PROBLEM TO SOLVE: Write only how many lines of the listing below include the string "redesign".

GIVEN RECORDS:
▽

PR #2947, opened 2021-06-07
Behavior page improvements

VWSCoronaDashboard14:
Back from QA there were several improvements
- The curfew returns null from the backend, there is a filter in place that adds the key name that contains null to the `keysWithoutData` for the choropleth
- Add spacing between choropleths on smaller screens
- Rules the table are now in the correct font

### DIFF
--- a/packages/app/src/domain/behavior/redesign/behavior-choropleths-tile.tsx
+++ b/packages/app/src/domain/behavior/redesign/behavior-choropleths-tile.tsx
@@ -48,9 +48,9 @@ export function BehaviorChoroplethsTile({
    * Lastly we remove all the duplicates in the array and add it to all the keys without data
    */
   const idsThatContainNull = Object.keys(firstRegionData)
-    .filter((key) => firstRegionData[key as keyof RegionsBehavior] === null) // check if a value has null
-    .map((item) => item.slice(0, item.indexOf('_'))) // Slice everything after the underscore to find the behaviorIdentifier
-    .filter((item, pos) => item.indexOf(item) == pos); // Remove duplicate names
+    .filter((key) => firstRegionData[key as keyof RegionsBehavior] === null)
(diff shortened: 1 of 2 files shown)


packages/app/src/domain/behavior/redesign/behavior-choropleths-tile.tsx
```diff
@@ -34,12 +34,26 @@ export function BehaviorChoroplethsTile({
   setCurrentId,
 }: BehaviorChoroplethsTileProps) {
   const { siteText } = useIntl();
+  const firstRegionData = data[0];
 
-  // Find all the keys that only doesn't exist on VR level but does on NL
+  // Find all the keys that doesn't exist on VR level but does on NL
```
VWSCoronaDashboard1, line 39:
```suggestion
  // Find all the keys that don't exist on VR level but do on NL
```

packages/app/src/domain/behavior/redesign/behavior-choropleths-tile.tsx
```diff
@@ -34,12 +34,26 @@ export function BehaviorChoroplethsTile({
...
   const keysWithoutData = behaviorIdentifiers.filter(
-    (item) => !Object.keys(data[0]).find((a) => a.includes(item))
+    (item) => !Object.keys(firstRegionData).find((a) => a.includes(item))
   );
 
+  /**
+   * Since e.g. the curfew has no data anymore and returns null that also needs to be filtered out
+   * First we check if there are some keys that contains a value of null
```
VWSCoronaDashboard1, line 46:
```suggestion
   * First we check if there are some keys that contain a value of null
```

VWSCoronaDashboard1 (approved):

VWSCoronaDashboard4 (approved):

△

WRITTEN ANSWER: 4